TASK ▸ In the listing below, find the line containing "import java.util.ArrayList" and the line containing "If so, should". Repeat exactly those two lines and every line between them, nothing more.
/---
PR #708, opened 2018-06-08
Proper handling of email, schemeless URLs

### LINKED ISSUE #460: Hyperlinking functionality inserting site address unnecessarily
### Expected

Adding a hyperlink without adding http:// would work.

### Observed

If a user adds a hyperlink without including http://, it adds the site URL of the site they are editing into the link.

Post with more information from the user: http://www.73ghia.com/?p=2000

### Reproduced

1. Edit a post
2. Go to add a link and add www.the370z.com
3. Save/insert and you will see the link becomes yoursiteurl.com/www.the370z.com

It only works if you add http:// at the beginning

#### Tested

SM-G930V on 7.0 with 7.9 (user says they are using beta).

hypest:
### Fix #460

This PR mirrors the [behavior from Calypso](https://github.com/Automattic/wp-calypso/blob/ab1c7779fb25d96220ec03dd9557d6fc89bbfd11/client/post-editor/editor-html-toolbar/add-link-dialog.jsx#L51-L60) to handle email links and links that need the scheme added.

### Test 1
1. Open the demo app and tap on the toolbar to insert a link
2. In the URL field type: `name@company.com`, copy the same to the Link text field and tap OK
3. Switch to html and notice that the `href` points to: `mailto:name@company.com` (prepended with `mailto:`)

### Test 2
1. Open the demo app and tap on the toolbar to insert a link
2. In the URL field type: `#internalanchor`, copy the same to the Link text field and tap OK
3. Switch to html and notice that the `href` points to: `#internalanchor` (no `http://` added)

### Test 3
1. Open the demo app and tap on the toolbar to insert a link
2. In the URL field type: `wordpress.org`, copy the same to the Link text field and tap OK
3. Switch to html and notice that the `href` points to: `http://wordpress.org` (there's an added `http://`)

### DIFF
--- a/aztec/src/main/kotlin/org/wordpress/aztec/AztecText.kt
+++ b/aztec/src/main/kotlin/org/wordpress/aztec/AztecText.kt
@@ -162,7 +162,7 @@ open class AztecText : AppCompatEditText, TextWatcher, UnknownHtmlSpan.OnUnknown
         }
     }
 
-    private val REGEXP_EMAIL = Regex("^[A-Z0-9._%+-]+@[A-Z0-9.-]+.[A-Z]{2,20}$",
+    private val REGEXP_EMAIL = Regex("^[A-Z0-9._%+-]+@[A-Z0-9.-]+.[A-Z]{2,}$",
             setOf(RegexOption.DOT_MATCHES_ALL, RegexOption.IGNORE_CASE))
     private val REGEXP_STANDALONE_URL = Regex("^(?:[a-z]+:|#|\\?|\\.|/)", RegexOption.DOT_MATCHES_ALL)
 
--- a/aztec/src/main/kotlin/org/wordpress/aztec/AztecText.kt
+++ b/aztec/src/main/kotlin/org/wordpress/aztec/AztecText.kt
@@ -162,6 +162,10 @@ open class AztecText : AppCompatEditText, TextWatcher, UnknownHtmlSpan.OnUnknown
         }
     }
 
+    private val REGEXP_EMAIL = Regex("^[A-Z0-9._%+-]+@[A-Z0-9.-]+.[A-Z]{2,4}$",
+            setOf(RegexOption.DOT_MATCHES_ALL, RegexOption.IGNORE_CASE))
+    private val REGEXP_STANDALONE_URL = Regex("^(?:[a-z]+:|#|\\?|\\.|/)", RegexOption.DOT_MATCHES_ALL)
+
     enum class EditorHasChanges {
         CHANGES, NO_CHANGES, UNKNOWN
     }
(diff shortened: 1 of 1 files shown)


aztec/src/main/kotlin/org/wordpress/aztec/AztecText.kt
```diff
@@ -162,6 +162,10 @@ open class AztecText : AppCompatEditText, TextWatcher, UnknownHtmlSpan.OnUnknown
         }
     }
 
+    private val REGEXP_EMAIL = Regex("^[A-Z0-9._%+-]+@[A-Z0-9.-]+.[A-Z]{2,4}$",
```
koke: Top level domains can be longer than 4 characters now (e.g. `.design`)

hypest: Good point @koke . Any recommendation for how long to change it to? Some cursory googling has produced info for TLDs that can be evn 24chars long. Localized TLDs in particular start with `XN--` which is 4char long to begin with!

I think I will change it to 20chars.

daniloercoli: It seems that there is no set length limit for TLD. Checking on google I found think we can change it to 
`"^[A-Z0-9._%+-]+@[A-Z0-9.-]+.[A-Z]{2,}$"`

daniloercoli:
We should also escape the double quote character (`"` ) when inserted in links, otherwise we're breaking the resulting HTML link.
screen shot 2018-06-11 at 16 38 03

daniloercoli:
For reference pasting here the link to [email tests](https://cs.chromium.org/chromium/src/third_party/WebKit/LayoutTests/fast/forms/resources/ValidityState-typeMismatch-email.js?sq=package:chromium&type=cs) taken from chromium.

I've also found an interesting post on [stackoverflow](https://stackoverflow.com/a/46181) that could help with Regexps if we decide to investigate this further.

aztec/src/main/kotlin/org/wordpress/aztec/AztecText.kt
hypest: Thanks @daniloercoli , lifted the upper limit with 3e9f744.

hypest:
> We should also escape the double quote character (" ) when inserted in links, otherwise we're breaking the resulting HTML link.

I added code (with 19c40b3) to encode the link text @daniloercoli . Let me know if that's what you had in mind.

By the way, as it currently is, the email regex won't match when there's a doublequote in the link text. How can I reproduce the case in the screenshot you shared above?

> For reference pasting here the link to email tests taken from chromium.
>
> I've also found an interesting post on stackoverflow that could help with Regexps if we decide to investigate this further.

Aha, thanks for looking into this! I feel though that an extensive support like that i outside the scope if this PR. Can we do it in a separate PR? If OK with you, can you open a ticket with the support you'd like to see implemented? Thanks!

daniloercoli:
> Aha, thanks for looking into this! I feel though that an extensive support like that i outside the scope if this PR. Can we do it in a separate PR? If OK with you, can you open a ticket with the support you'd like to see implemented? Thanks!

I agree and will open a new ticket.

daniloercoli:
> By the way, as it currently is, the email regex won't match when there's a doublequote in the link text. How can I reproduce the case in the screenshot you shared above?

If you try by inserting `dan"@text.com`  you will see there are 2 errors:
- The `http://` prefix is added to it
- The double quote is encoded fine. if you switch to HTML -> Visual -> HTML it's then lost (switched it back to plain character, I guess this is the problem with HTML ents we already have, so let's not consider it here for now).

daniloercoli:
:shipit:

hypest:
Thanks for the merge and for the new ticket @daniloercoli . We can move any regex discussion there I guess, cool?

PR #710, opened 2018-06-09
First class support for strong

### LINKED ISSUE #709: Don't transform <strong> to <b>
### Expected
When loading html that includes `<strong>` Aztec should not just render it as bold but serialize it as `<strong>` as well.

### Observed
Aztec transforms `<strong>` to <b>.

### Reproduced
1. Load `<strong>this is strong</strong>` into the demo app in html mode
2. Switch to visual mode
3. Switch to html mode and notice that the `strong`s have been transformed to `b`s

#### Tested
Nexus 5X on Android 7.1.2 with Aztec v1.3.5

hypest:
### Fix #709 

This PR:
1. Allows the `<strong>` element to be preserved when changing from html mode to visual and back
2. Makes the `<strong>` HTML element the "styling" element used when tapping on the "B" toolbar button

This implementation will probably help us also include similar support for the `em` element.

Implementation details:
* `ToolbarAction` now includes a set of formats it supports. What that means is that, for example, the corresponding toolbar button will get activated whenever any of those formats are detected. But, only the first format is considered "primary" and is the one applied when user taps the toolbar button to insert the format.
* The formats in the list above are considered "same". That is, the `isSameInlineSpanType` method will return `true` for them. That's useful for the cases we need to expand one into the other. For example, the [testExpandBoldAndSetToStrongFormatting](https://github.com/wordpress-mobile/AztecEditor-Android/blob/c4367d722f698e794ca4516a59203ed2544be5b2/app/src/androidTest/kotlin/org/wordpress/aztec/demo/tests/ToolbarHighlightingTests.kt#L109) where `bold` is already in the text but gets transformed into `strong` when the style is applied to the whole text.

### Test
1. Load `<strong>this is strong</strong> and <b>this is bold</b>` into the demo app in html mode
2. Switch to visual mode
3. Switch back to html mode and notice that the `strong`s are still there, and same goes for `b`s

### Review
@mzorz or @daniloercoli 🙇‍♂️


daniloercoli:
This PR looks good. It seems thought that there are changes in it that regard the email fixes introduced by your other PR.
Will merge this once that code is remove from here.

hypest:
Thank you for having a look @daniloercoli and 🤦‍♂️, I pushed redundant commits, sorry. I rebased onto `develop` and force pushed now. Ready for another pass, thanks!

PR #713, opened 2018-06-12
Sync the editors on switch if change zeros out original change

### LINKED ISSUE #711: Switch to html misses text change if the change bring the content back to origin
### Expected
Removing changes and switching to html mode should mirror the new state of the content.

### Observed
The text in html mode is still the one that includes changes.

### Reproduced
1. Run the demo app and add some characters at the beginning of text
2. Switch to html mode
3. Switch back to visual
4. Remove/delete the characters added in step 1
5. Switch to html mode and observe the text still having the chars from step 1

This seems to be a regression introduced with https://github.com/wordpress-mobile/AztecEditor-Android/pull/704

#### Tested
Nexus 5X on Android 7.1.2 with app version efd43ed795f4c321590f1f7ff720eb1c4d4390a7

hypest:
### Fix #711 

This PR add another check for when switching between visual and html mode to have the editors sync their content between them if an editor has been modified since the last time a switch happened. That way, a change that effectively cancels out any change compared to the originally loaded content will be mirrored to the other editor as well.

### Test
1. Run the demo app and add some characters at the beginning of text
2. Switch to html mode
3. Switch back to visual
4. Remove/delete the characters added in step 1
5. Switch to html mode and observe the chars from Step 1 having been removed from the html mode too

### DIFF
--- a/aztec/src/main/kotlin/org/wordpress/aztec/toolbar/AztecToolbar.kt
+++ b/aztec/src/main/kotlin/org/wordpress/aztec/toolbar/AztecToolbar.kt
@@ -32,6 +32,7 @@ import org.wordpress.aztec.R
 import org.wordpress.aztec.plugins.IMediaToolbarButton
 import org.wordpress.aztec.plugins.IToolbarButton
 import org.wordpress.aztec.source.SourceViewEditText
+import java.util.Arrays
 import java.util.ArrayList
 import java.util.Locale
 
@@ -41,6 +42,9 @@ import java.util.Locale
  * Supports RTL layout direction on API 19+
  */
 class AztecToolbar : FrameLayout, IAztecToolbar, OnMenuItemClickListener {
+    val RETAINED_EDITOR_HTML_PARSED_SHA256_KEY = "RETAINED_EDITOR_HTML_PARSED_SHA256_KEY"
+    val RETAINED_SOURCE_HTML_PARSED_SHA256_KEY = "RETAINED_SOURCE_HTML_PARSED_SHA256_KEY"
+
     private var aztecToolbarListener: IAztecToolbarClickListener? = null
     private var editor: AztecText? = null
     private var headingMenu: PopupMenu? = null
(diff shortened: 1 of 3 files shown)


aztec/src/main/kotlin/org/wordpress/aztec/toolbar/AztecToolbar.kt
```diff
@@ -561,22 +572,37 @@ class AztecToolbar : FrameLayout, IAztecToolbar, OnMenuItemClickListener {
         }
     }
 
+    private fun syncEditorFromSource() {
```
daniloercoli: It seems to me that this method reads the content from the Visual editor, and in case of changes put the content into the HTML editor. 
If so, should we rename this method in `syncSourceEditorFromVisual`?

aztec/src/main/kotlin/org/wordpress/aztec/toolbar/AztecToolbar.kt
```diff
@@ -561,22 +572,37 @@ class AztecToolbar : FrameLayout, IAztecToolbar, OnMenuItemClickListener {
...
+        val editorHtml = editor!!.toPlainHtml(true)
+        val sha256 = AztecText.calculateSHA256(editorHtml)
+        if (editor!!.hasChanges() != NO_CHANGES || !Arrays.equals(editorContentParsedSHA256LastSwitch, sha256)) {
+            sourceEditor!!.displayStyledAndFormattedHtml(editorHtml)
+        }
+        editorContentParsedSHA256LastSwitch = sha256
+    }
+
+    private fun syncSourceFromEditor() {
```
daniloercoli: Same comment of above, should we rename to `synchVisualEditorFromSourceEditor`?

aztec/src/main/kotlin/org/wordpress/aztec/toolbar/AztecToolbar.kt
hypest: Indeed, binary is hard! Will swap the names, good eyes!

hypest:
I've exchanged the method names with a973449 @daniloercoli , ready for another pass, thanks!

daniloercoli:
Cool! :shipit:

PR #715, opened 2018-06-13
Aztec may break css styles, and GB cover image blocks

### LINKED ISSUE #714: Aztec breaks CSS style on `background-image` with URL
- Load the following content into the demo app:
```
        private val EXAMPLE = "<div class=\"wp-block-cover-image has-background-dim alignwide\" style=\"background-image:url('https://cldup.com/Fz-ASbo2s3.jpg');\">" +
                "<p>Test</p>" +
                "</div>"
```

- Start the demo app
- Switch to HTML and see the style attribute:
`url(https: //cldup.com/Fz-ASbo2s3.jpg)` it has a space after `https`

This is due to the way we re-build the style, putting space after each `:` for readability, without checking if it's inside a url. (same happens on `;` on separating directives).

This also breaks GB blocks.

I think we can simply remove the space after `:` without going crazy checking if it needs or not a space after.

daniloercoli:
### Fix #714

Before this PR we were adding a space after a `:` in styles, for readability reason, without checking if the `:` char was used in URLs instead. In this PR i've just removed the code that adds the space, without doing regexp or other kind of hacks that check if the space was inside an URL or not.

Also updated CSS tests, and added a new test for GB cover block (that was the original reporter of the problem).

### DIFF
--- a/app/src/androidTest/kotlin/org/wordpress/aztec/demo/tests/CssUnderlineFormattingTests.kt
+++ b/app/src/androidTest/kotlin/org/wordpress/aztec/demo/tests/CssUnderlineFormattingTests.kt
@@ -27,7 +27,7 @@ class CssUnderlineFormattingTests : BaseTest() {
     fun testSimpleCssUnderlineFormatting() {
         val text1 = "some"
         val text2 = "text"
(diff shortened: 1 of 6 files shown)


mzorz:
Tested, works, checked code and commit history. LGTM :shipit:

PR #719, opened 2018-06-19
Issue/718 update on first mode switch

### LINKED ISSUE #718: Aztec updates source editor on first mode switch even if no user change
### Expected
\---
PROBLEM SOLUTION ▸
 import java.util.ArrayList
 import java.util.Locale
 
@@ -41,6 +42,9 @@ import java.util.Locale
  * Supports RTL layout direction on API 19+
  */
 class AztecToolbar : FrameLayout, IAztecToolbar, OnMenuItemClickListener {
+    val RETAINED_EDITOR_HTML_PARSED_SHA256_KEY = "RETAINED_EDITOR_HTML_PARSED_SHA256_KEY"
+    val RETAINED_SOURCE_HTML_PARSED_SHA256_KEY = "RETAINED_SOURCE_HTML_PARSED_SHA256_KEY"
+
     private var aztecToolbarListener: IAztecToolbarClickListener? = null
     private var editor: AztecText? = null
     private var headingMenu: PopupMenu? = null
(diff shortened: 1 of 3 files shown)


aztec/src/main/kotlin/org/wordpress/aztec/toolbar/AztecToolbar.kt
```diff
@@ -561,22 +572,37 @@ class AztecToolbar : FrameLayout, IAztecToolbar, OnMenuItemClickListener {
         }
     }
 
+    private fun syncEditorFromSource() {
```
daniloercoli: It seems to me that this method reads the content from the Visual editor, and in case of changes put the content into the HTML editor. 
If so, should we rename this method in `syncSourceEditorFromVisual`?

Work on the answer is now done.